New, stringent measures come to N.S. as COVID-19 cases spread

by Charles Mandel

As the number of cases of COVID-19 in Nova Scotia jumped from seven to 12 (three confirmed, nine presumptive), the provincial government said it is ordering the shut down, effective midnight March 19, of personal services, fitness studios, gyms, body art studios, barbershops, hair salons, cosmetologists, and others who work directly with the public.

The announcement came during a news conference on March 18.

The province also announced that effective immediately all service providers funded through the Department of Community Service's disability support program would be closed to both participants and the public. The premier said they would support those families with respite care through group homes.

Nor did Nova Scotia Premier Stephen McNeil rule closing down more businesses in the days to come. He said they are actively looking at dentists, physiotherapists, "and we'll have more information on that in the days to come."

The premier said, "We can't prevent the virus from coming, but we certainly prevent the spread."

McNeil told the news conference: "We want people home. That is one of the ways we will prevent the spread."

Dr. Robert Strang, Nova Scotia's chief medical officer of health, told the news conference that "we fully expect to get more positive cases." Strang said it's likely the pandemic will take six to eight weeks to run its course.

"You see one or two cases and then you see more and more cases building...exactly what I would expect to see," Strang said. "What I'm hoping is to limit how rapidly and how high that will be."

Strang warned the pandemic could have "significant impact on communities" and the number of people who fall ill from the virus.

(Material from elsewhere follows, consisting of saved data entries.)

PR #5438, opened 2026-03-22
Fix DNS hangs on ESP32

willmmiles:
Discard IPv6 RA packets, which cause LwIP to overwrite the IPv4 DNS servers, resulting in DNS queries hanging up because there are no accessible servers.

Original issue discussed in https://github.com/wled/WLED/pull/5332#issuecomment-4097691858 .   The detect-and-recover method did not work well because there is no event notification on processing unsolicited packets.

## Summary by CodeRabbit

* **New Features**
  * ESP32 devices with IPv6 support now block unwanted IPv6 router advertisements during startup, improving network stability and IPv6 connectivity management on compatible hardware.

### DIFF
--- a/wled00/network.cpp
+++ b/wled00/network.cpp
@@ -374,18 +374,17 @@ bool isWiFiConfigured() {
 // References:
 // https://docs.espressif.com/projects/esp-idf/en/stable/esp32/api-guides/lwip.html (see the "Note" block under "Adapted APIs" -- though it very much undersells the problem.)
 // https://github.com/espressif/arduino-esp32/discussions/9988 - links to older discussions
-static u8_t blockRouterAdvertisements(void* arg, struct raw_pcb* pcb,
-                     struct pbuf* p, const ip_addr_t* addr) {
-    // ICMPv6 type is the first byte of the payload, so we skip the header
-    if (p->len > 0 && (pbuf_get_at(p, sizeof(struct ip6_hdr)) == ICMP6_TYPE_RA)) {
-        return 1; // claim the packet — lwIP will not pass it further
-    }
-    return 0; // not consumed, pass it on
+static u8_t blockRouterAdvertisements(void* arg, struct raw_pcb* pcb, struct pbuf* p, const ip_addr_t* addr) {
+  // ICMPv6 type is the first byte of the payload, so we skip the header
+  if (p->len > 0 && (pbuf_get_at(p, sizeof(struct ip6_hdr)) == ICMP6_TYPE_RA)) {
+    return 1; // claim the packet — lwIP will not pass it further
+  }
+  return 0; // not consumed, pass it on
 }
 
 void installIPv6RABlocker() {
-    static struct raw_pcb* ra_blocker = raw_new_ip_type(IPADDR_TYPE_V6, IP6_NEXTH_ICMP6);
-    raw_recv(ra_blocker, blockRouterAdvertisements, NULL);
+  struct raw_pcb* ra_blocker = raw_new_ip_type(IPADDR_TYPE_V6, IP6_NEXTH_ICMP6);
+  raw_recv(ra_blocker, blockRouterAdvertisements, NULL);
 }
 #endif
 


wled00/network.cpp
```diff
@@ -360,6 +360,35 @@ bool isWiFiConfigured() {
...
+    if (p->len > 0 && (pbuf_get_at(p, sizeof(struct ip6_hdr)) == ICMP6_TYPE_RA)) {
+        return 1; // claim the packet — lwIP will not pass it further
+    }
+    return 0; // not consumed, pass it on
+}
+
+void installIPv6RABlocker() {
+    static struct raw_pcb* ra_blocker = raw_new_ip_type(IPADDR_TYPE_V6, IP6_NEXTH_ICMP6);
+    raw_recv(ra_blocker, blockRouterAdvertisements, NULL);
+}
```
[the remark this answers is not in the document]
willmmiles: This is called once during program setup.  If we're out of heap then, nothing will ever work.

wled00/network.cpp
```diff
@@ -360,6 +360,34 @@ bool isWiFiConfigured() {
...
+// This may have been improved in IDF v5 -- Espressif has added a feature to store DNS servers
+// on a per interface basis in their LwIP fork.
+//
+// References:
+// https://docs.espressif.com/projects/esp-idf/en/stable/esp32/api-guides/lwip.html (see the "Note" block under "Adapted APIs" -- though it very much undersells the problem.)
+// https://github.com/espressif/arduino-esp32/discussions/9988 - links to older discussions
+static u8_t blockRouterAdvertisements(void* arg, struct raw_pcb* pcb, struct pbuf* p, const ip_addr_t* addr) {
+  // ICMPv6 type is the first byte of the payload, so we skip the header
+  if (p->len > 0 && (pbuf_get_at(p, sizeof(struct ip6_hdr)) == ICMP6_TYPE_RA)) {
+    return 1; // claim the packet — lwIP will not pass it further
```
softhack007, line 380: it might be interesting to have a DEBUG_PRINT here. Both for debugging and for testing.

willmmiles: I tried that during testing and it didn't work well - this is called directly from the LwIP task on the network core.  I ended up pipelining the test data to the main thread for printing.  (The exploration code was quite messy, with a bunch of atomics and static packet buffers, not really appropriate for even most debug builds.)

softhack007: ah ok, understood. Then let's not add DEBUG_PRINT here.

netmindz:
Is this just in V4 ?
Should we be backporting to 0-15 ?

OberfragGER:
Okay.
Im using a Wemos D1 Mini Pro and i have reboots with all current firmwares with my new AP from Ubiquity. Im using the U7 Pro. The UK Ultra works fine.
With FritzBox Wifi it runs fine.

With this fix, the network connection is still up but i got a 503 Error. It seems that i run out of RAM. Ping is working the whole time but no web frontend. I have tested the WLED_16.0.0-alpha_ESP02.bin. The compat.bin didnt work on that device.

When i switch back to the old wifi - everything works fine.
Free heap goes from 7kb to 17kb.

Changing Force 802.11g mode (ESP8266 only) or Disable WiFi sleep doesnt help with the problem.

Tested a NodeMCU. Same problem.

softhack007:
@OberfragGER can you test with an esp32 based board? 

This fix does not change anything on esp8266 (esp01, esp02, esp12, nodemcu, etc), its only for esp32 (classic, S3, S2, C3) with the "V4" framework.

OberfragGER:
> @OberfragGER can you test with an esp32 based board?
> 
> This fix does not change anything on esp8266 (esp01, esp02, esp12, nodemcu, etc), its only for esp32 (classic, S3, S2, C3) with the "V4" framework.

Im not sure if i have any ESP32 V4. Is that one?
grafik

This Device is working fine. No disconnects or something like this. Everything is as fine as expected.

softhack007:
I don't have any DNS problems on my local wifi - but I can say that nothing is "obviously broken" in a few tests I did on one of my S3 boards after uploading this PR.

willmmiles:
> Is this just in V4 ? Should we be backporting to 0-15 ?

Honestly, I don't know - depends on how much IPv6 integration was in the v3 core.  If it's a problem there, it's been broken for a very long time.  I'm inclined to focus more on shipping 16.0 for now.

Provincial Health Minister Randy Delorey said doctors could use telephone, and video conferencing if they have the latter technology to deal with patients. He also said employers will no longer be allowed to required any sick notes from employees.

The provincial health department is working the the College of Physicians and Surgeons to waive fees for retired doctors to be re-licenced "to make it faster for them to support our heathcare system." The department is also working to bring in more nurses.

With the current cases, contact was limited to a small number of people, according to Strang.

To date, 1,141 tests for the virus that the province has conducted have come back negative.

Five new cases were identified Tuesday, March 17. Four of the cases are travel-related and one is connected to an earlier case.

A news release from the Nova Scotia government said that Northern Nova Scotia is the only region without a positive case of COVID-19 at this time.

The 12 individuals affected range in age from early 30s to mid-70s. They are all in self-isolation and recovering at home.

Public health has been in contact with these individuals and working to identify others who may have come in close contact with them. Those individuals are also being directed to self-isolate at home, away from the public, for 14 days. They are located across the province.

For its part, the Nova Scotia Health Authority (NSHA) said it would no longer allow visitors at any of its hospitals. It will make "compassionate and supportive care exceptions in consultation with the care team for some exceptions, including patients at end-of-life, and a designated person per patient is permitted in labour and delivery rooms;

The authority also said that all Mental Health and Addiction group-based therapies and group programming will be paused. Urgent and non-urgent one-to-one outpatient clinics will continue. Patients will also have the choice to move their in-person sessions to take place over the phone, where appropriate, or through a secure video conferencing platform, where available.

The Mental Health Provincial Crisis Line is available 24 hours a day, 7 days a week to anyone experiencing a mental health or addictions crisis or someone concerned about them, by calling toll-free 1-888-429-8167.

Kids Help Phone is available 24 hours a day, 7 days a week, by calling 1-800-668-6868 (toll-free).

There are new or relocated COVID-19 assessment centres open or opening in Shelburne, Bridgewater, Halifax and Dartmouth.